Feel each other’s heartbeat.

Find just a few minutes with your partner in a quiet space. Have a one minute timer ready. Now follow these steps:

  • Standing and facing each other.

  • Each of you should place your right hand on the other’s chest, just above the heart.

  • Bring your left hand to your own chest and cover your partner’s hand.

  • One of you will have to release it for a second to start the timer.

  • Spend the next minute looking into each other’s eyes as your hands rest on each other’s hearts and hands.

Try not to laugh or talk. Be aware of the other’s breathing. Be present and calm together. When the timer goes off, breathe. Discuss how it felt to experience this non-verbal connection with each other.

What science says:

Relationship researchers know that eye contact and touch create feelings of closeness. To study the effect of mutual gaze on romantic feelings, 168 college students in two studies they were matched with someone they didn’t know. They were assigned to various groups of experiments, including a group that was told to look each other in the eye for two minutes. Some groups looked at their hands, while others looked at each other and counted the blinks.

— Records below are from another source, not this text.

Issue #2007, opened 2023-10-20
ebay-flag: new module


agliga:
see https://github.com/eBay/skin/issues/2184

PR #2022, opened 2023-11-14
feat(flags): imported flags from skin as components

agliga:
## Description
Imported flags into ebayui. Added as a new module.

## References
https://github.com/eBay/ebayui-core/issues/2007

## Screenshots

Screenshot 2023-11-14 at 2 33 39 PM


agliga:
CI will fail until we prepublish skin

LuLaValva (commented):
Should we run prettier on all of these `.js` and `.json` files, to keep them consistent with the rest of the source? This is potentially also something we can add to the import script

agliga:
> Should we run prettier on all of these `.js` and `.json` files, to keep them consistent with the rest of the source? This is potentially also something we can add to the import script

Every time we commit prettier is run on those files that were changed

saiponnada (approved):
LGTM

LuLaValva:
> > Should we run prettier on all of these `.js` and `.json` files, to keep them consistent with the rest of the source? This is potentially also something we can add to the import script
> 
> Every time we commit prettier is run on those files that were changed

The files in this PR are not formatted with prettier.

LuLaValva:
> > Should we run prettier on all of these `.js` and `.json` files, to keep them consistent with the rest of the source? This is potentially also something we can add to the import script
> 
> Every time we commit prettier is run on those files that were changed

Ah I see, it's just the other icons that aren't formatted. We should format them in a separate PR.

LuLaValva (approved):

Students who looked into each other’s eyes reported significantly higher feelings of affection.

Other research shows that physical contact is crucial for creating and strengthening relationships, and is associated with greater relationship and partner satisfaction. Conflicts are resolved more quickly when one of the partners hugs, shakes hands or kisses. Whether you do the hands-on challenge just once or multiple times, remember that eye contact and touch are a powerful combination for forging a deeper connection with your partner.


A couple stands nearby looking into each other's eyes and smiling.

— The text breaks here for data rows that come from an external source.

PR #2031, opened 2023-11-27
Fix list numbers in contributing doc

darkwebdev:
what title says


LuLaValva (approved):
Markdown viewers should automatically increment for us in this situation so the numbers aren't necessarily required, but I see no reason why we shouldn't do this.

agliga (approved):

Issue #2032, opened 2023-11-30
ebay-carousel: auto-play slide has issues


nagarajan-g:
# Bug Report
In Ebay Home page banner we use ebay-carousel for Top banner. Click Paddle(arrow) to scroll left a few times, after some click (after 4 clicks) the banner space becomes empty, just white space and after you move the mouse again all the banner skips to last slide quickly.

## eBayUI Version: x.x.x
12.6.2

## Description

1. Goto [www.ebay.com](http://www.ebay.com/) 
2. After banner is loaded click on "Left" arrow 4 times ( depends on number of slides)/ After each click move the cursor out of arrow. Please refer the video.
3. After 4th click you can see the white space in banner and after the mouse move all the banners stacks continuously.

## Workaround

No workaround.

## Screenshots

https://github.com/eBay/ebayui-core/assets/150841755/3ac06564-b33a-4458-bce6-de6316007cb3

https://github.com/eBay/ebayui-core/assets/150841755/34b9c8a7-1740-4f25-8f0e-c5de7e2a8bf8

PR #2033, opened 2023-11-30
fix(carousel): added delay to interacting state if carousel is moving

agliga:
## Description
* Added a delay to change state if carousel is moving
* I looked to see if this would cause other issues, but its such a short interval that its hard to trigger any other problems. 

## References
https://github.com/eBay/ebayui-core/issues/2032


LuLaValva (approved):
Looks good!

ArtBlue (approved):
Nice!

Let’s practice gratitude together.

Write three things about your partner for which you feel grateful. Take a moment to read what you wrote about each other. Are you surprised by your partner’s feelings? Talk about these moments of gratitude and how they make you feel more connected to each other.


A doodle of two pads of paper and two pens.


What science says:

Showing gratitude on a daily basis is a common mindfulness practice that has been shown to increase happiness, help us sleep better, and even reduce illness. Gratitude exercises can also make us feel closer to our romantic partner, strengthen our friendships and even make us best colleagues at work.

Grateful couples are more satisfied in their relationships and feel grateful can even predict whether couples stay together or break up. A study he called gratitude “a booster shot” for romantic relationships. The bottom line is this: the more you practice gratitude toward your partner, the more connected you’ll feel.